> TASK ITEM
Starting with the line that mentions "Initial commit add sievescript_dart", repeat each line verbatim until the entries end, both ends included.

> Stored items
PR #3496, opened 2025-02-19
Initial commit add sievescript_dart

aikuviet:


viethoang99:
ok

chibenwa:
Hello @viethoang99 

It looks very interesting to add sieve script support for twake mail if supported by the server.

The contribution would be gadly welcomed.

> FINISHED TASK
Initial commit add sievescript_dart

aikuviet:


viethoang99:
ok

chibenwa:
Hello @viethoang99 

It looks very interesting to add sieve script support for twake mail if supported by the server.

The contribution would be gadly welcomed.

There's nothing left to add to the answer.